■ **ASSIGNMENT**
Copy out all of the data exactly as it appears.

■ **SUPPLIED MATERIAL**
PR #3314, opened 2017-11-29
3 new Hai ships

Brick63:
adding 3 new Hai ships to give them a more diverse feel
Centipede: a luxury Hai transport 
Geocoris: a Heavy freighter to compete with human ones
Grasshopper: a Hai interceptor
Stats by @Amazinite  
thanks to @warp-core for fixing the hard-point order on the Geocrosis
thanks to @Pointedstick for the better flowing and sounding descriptions on the centipede and geocoris
Ship assets:
https://drive.google.com/drive/folders/1zG1I87cKfDcxG1xR4cTZBZTwdMe6Bvgh?usp=sharing

PR #3577, opened 2018-01-17
Alphabetized Pug ships

Nescio0:
Cf. `coalition ships.txt`, `hai ships.txt`, `ships.txt`.

### DIFF
--- a/data/pug.txt
+++ b/data/pug.txt
@@ -310,51 +310,63 @@ outfit "Pug Biodefenses"
 	"capture defense" 250
 	"unplunderable" 1
 	description "This defense system is designed to release a suite of toxins that are lethal to human beings (and probably to some other species, as well) but which have no effect at all on the Pug."
+	
 
-
-ship "Pug Zibruka"
-	sprite "ship/pug zibruka"
+ship "Pug Arfecta"
+	sprite "ship/pug arfecta"
 	attributes
-		category "Light Warship"
-		"cost" 1900000
-		"shields" 4000
-		"hull" 1000
-		"required crew" 4
-		"bunks" 6
-		"mass" 240
-		"drag" 3.1
+		category "Medium Warship"
+		"cost" 90000000
+		"shields" 98000
+		"hull" 80000
+		"required crew" 36
+		"bunks" 46
+		"mass" 670
+		"drag" 7.5
 		"heat dissipation" .8
-		"fuel capacity" 600
-		"cargo space" 20
-		"outfit space" 180
-		"weapon capacity" 68
-		"engine capacity" 76
-		"energy generation" 10
-		"shield generation" 6
-		"shield energy" 6
-		"heat generation" 20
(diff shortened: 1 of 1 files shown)


tehhowch:
Previously they were in strength / tier order

Tadrix:
No need to change this, IMO. "strength / tier order" is more helpful. Perhaps if we had so many Pug ships as humans have now…

KiLEdEnNis:
for the humans it's a big mess, and alphabetized because it's from various shipyards
as for aliens, they're mostly from small to large, split in groups if needed (like Wanderer, Korath (grouped in base, Sestor & Mereti), Coalition (grouped per species, & Heliarch))
if anything, human ships should be grouped per shipyard, but even then ya have warships & civilian ships
for my own mod I do warships, freighters & transports from small to large & I split them up in those groups as well, which makes more sense to work with than alphabetized

the only upside for an alphabetized lay-out is so one can quickly find a ship, but ya have Ctrl + F for that too

Nescio0:
So I've looked at the files again. I've seen no list sorted purely by size.
Humans, Marauders, Variants, Hai, Quarg, and Coalition ships are always sorted purely alphabetically.
Drak have just one ship.
Korath ships are sorted by faction. Korath by first encounter, then Sestor by decreasing strength, then Mereti alphabetically (i.e. increasing strength).
Pug ships are sorted by strength.
Remnant ships are unsorted.
Wanderer ships are sorted by introduction date.

I for one thinks this is internally inconsistent, so I'd prefer one way to sort ships. The alphabet works.

Tadrix:
With humans there's too many things you could sort them by: Shipyards; Civilian (Transport, Freighter) and Warships; sizes (Interceptor, Light, Medium, Heavy, Fighter, Drone). Alphabetized order at least ensures you'd know where to find the ship you're interested in.

This problem is absent with aliens, because they have only one shipyard, so to speak, and their ships can be ordered in whatever order seems logical. Those who maintain those lists are used to such order, and this is not something ordinary player would see, so, unless situation changes, if it ain't broke, don't fix it.

Nescio0:
This problem is absent with aliens, because they have only one shipyard, so to speak, and their ships can be ordered in whatever order seems logical. People who maintain ship lists ar most likely used to such an order (otherwise they would reorder them), and this is not something ordinary player would see, so, unless situation changes, if it ain't broke, don't fix it.

If only one person worked on a file and no new content was added, the order won't matter much. However, because the game is constantly being expanded, having one uniform standard is helpful. Have a look at the Hai. Originally they had four ships. Later someone else created four other ships. A third person has proposed another three: #3314 
Although it's not terribly important, I think it's wise to have a uniform sorting standard for all content files.

endless-sky:
This just feels like "churn" to me - changing things for the sake of changing them. I'd much prefer that you focus your (and my) time and energy on making changes that either fix definite bugs, or will make the game more fun to play.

■ **TASK RESPONSE**
PR #3314, opened 2017-11-29
3 new Hai ships

Brick63:
adding 3 new Hai ships to give them a more diverse feel
Centipede: a luxury Hai transport 
Geocoris: a Heavy freighter to compete with human ones
Grasshopper: a Hai interceptor
Stats by @Amazinite  
thanks to @warp-core for fixing the hard-point order on the Geocrosis
thanks to @Pointedstick for the better flowing and sounding descriptions on the centipede and geocoris
Ship assets:
https://drive.google.com/drive/folders/1zG1I87cKfDcxG1xR4cTZBZTwdMe6Bvgh?usp=sharing

PR #3577, opened 2018-01-17
Alphabetized Pug ships

Nescio0:
Cf. `coalition ships.txt`, `hai ships.txt`, `ships.txt`.

### DIFF
--- a/data/pug.txt
+++ b/data/pug.txt
@@ -310,51 +310,63 @@ outfit "Pug Biodefenses"
 	"capture defense" 250
 	"unplunderable" 1
 	description "This defense system is designed to release a suite of toxins that are lethal to human beings (and probably to some other species, as well) but which have no effect at all on the Pug."
+	
 
-
-ship "Pug Zibruka"
-	sprite "ship/pug zibruka"
+ship "Pug Arfecta"
+	sprite "ship/pug arfecta"
 	attributes
-		category "Light Warship"
-		"cost" 1900000
-		"shields" 4000
-		"hull" 1000
-		"required crew" 4
-		"bunks" 6
-		"mass" 240
-		"drag" 3.1
+		category "Medium Warship"
+		"cost" 90000000
+		"shields" 98000
+		"hull" 80000
+		"required crew" 36
+		"bunks" 46
+		"mass" 670
+		"drag" 7.5
 		"heat dissipation" .8
-		"fuel capacity" 600
-		"cargo space" 20
-		"outfit space" 180
-		"weapon capacity" 68
-		"engine capacity" 76
-		"energy generation" 10
-		"shield generation" 6
-		"shield energy" 6
-		"heat generation" 20
(diff shortened: 1 of 1 files shown)


tehhowch:
Previously they were in strength / tier order

Tadrix:
No need to change this, IMO. "strength / tier order" is more helpful. Perhaps if we had so many Pug ships as humans have now…

KiLEdEnNis:
for the humans it's a big mess, and alphabetized because it's from various shipyards
as for aliens, they're mostly from small to large, split in groups if needed (like Wanderer, Korath (grouped in base, Sestor & Mereti), Coalition (grouped per species, & Heliarch))
if anything, human ships should be grouped per shipyard, but even then ya have warships & civilian ships
for my own mod I do warships, freighters & transports from small to large & I split them up in those groups as well, which makes more sense to work with than alphabetized

the only upside for an alphabetized lay-out is so one can quickly find a ship, but ya have Ctrl + F for that too

Nescio0:
So I've looked at the files again. I've seen no list sorted purely by size.
Humans, Marauders, Variants, Hai, Quarg, and Coalition ships are always sorted purely alphabetically.
Drak have just one ship.
Korath ships are sorted by faction. Korath by first encounter, then Sestor by decreasing strength, then Mereti alphabetically (i.e. increasing strength).
Pug ships are sorted by strength.
Remnant ships are unsorted.
Wanderer ships are sorted by introduction date.

I for one thinks this is internally inconsistent, so I'd prefer one way to sort ships. The alphabet works.

Tadrix:
With humans there's too many things you could sort them by: Shipyards; Civilian (Transport, Freighter) and Warships; sizes (Interceptor, Light, Medium, Heavy, Fighter, Drone). Alphabetized order at least ensures you'd know where to find the ship you're interested in.

This problem is absent with aliens, because they have only one shipyard, so to speak, and their ships can be ordered in whatever order seems logical. Those who maintain those lists are used to such order, and this is not something ordinary player would see, so, unless situation changes, if it ain't broke, don't fix it.

Nescio0:
This problem is absent with aliens, because they have only one shipyard, so to speak, and their ships can be ordered in whatever order seems logical. People who maintain ship lists ar most likely used to such an order (otherwise they would reorder them), and this is not something ordinary player would see, so, unless situation changes, if it ain't broke, don't fix it.

If only one person worked on a file and no new content was added, the order won't matter much. However, because the game is constantly being expanded, having one uniform standard is helpful. Have a look at the Hai. Originally they had four ships. Later someone else created four other ships. A third person has proposed another three: #3314 
Although it's not terribly important, I think it's wise to have a uniform sorting standard for all content files.

endless-sky:
This just feels like "churn" to me - changing things for the sake of changing them. I'd much prefer that you focus your (and my) time and energy on making changes that either fix definite bugs, or will make the game more fun to play.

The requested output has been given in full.